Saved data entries
* * *

PR #498, opened 2018-08-03
Add WordList.GetWords overloaded version

lontivero:
This PR adds an `WordList.GetWords()` method overload that returns the full list of words. These words are needed to implement an user friendly way to introduce the seed in wallets through autocompletion. Without a way to retrieve the list of world, wallets have to keep their own list (hardcoded or downloaded from internet into a file) 

This is what I want to do in Wasabi Wallet:
https://github.com/zkSNACKs/WalletWasabi/issues/440#issuecomment-410120805

### DIFF
--- a/NBitcoin/BIP39/Wordlist.cs
+++ b/NBitcoin/BIP39/Wordlist.cs
@@ -1,6 +1,7 @@
 ﻿using System;
 using System.Collections;
 using System.Collections.Generic;
+using System.Collections.ObjectModel;
 using System.Linq;
 using System.Text;
 using System.Threading.Tasks;
@@ -347,9 +348,9 @@ namespace NBitcoin
 			return _Name;
 		}
 
-		public string[] GetWords()
+		public ReadOnlyCollection<string> GetWords()
 		{
-			return (string[])_words.Clone();
+			return new ReadOnlyCollection<string>(_words);
 		}
 
 		public string[] GetWords(int[] indices)
--- a/NBitcoin/BIP39/Wordlist.cs
+++ b/NBitcoin/BIP39/Wordlist.cs
@@ -347,6 +347,11 @@ namespace NBitcoin
 			return _Name;
 		}
 
+		public string[] GetWords()
+		{
+			return (string[])_words.Clone();
+		}
+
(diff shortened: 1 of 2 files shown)


NBitcoin/BIP39/Wordlist.cs
```diff
@@ -347,6 +347,11 @@ public override string ToString()
 			return _Name;
 		}
 
+		public string[] GetWords()
+		{
+			return (string[])_words.Clone();
```
nopara73: Why not return an IEnumerable?

nopara73: There's an unspoken contract between developers that nobody should modify a returned IEnumerable, unless you were the one who returned it: )

lontivero: This method is overloaded version of an already-existing one and for that reason i think it should return the same type that the original method. 
Given we return a clone, we shouldn't care if the caller modifies its elements.

knocte: It doesn't matter that it wraps an already existing one, using IEnumerable allows to modify later the method to, for example, return a List instead of an Array, without changing the API.

NicolasDorier:
There is also the read-only collection. If you want to give a try to it, let's use this. Else, I don't mind merging that.

knocte:
The most efficient way (to not require high memory usage) of returning the elements would be using `yield`. However, you would not be able to use `yield` with ReadOnlyCollection AFAIK (while you could with IEnumerable).

NicolasDorier:
The problem with IEnumerable is that you can't use indexer `[]` which is very convenient for BIP39.

lontivero:
@NicolasDorier it is your decision. I know there is a ReadOnlyCollection collection however I try to respect the maintainer's style and design trade offs so, if you used an array then I use an array. However, IMO, an array is perfectly okay here.

NicolasDorier:
ok, @lontivero can you use a `ReadOnlyCollection` ? The other overload is OK because we need to create a new array anyway. But this one is just doing a copy. If this is pain in the ass, let's keep array.

lontivero:
Done!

* * *

Restate the data exactly, keeping every line intact.

PR #498, opened 2018-08-03
Add WordList.GetWords overloaded version

lontivero:
This PR adds an `WordList.GetWords()` method overload that returns the full list of words. These words are needed to implement an user friendly way to introduce the seed in wallets through autocompletion. Without a way to retrieve the list of world, wallets have to keep their own list (hardcoded or downloaded from internet into a file) 

This is what I want to do in Wasabi Wallet:
https://github.com/zkSNACKs/WalletWasabi/issues/440#issuecomment-410120805

### DIFF
--- a/NBitcoin/BIP39/Wordlist.cs
+++ b/NBitcoin/BIP39/Wordlist.cs
@@ -1,6 +1,7 @@
 ﻿using System;
 using System.Collections;
 using System.Collections.Generic;
+using System.Collections.ObjectModel;
 using System.Linq;
 using System.Text;
 using System.Threading.Tasks;
@@ -347,9 +348,9 @@ namespace NBitcoin
 			return _Name;
 		}
 
-		public string[] GetWords()
+		public ReadOnlyCollection<string> GetWords()
 		{
-			return (string[])_words.Clone();
+			return new ReadOnlyCollection<string>(_words);
 		}
 
 		public string[] GetWords(int[] indices)
--- a/NBitcoin/BIP39/Wordlist.cs
+++ b/NBitcoin/BIP39/Wordlist.cs
@@ -347,6 +347,11 @@ namespace NBitcoin
 			return _Name;
 		}
 
+		public string[] GetWords()
+		{
+			return (string[])_words.Clone();
+		}
+
(diff shortened: 1 of 2 files shown)


NBitcoin/BIP39/Wordlist.cs
```diff
@@ -347,6 +347,11 @@ public override string ToString()
 			return _Name;
 		}
 
+		public string[] GetWords()
+		{
+			return (string[])_words.Clone();
```
nopara73: Why not return an IEnumerable?

nopara73: There's an unspoken contract between developers that nobody should modify a returned IEnumerable, unless you were the one who returned it: )

lontivero: This method is overloaded version of an already-existing one and for that reason i think it should return the same type that the original method. 
Given we return a clone, we shouldn't care if the caller modifies its elements.

knocte: It doesn't matter that it wraps an already existing one, using IEnumerable allows to modify later the method to, for example, return a List instead of an Array, without changing the API.

NicolasDorier:
There is also the read-only collection. If you want to give a try to it, let's use this. Else, I don't mind merging that.

knocte:
The most efficient way (to not require high memory usage) of returning the elements would be using `yield`. However, you would not be able to use `yield` with ReadOnlyCollection AFAIK (while you could with IEnumerable).

NicolasDorier:
The problem with IEnumerable is that you can't use indexer `[]` which is very convenient for BIP39.

lontivero:
@NicolasDorier it is your decision. I know there is a ReadOnlyCollection collection however I try to respect the maintainer's style and design trade offs so, if you used an array then I use an array. However, IMO, an array is perfectly okay here.

NicolasDorier:
ok, @lontivero can you use a `ReadOnlyCollection` ? The other overload is OK because we need to create a new array anyway. But this one is just doing a copy. If this is pain in the ass, let's keep array.

lontivero:
Done!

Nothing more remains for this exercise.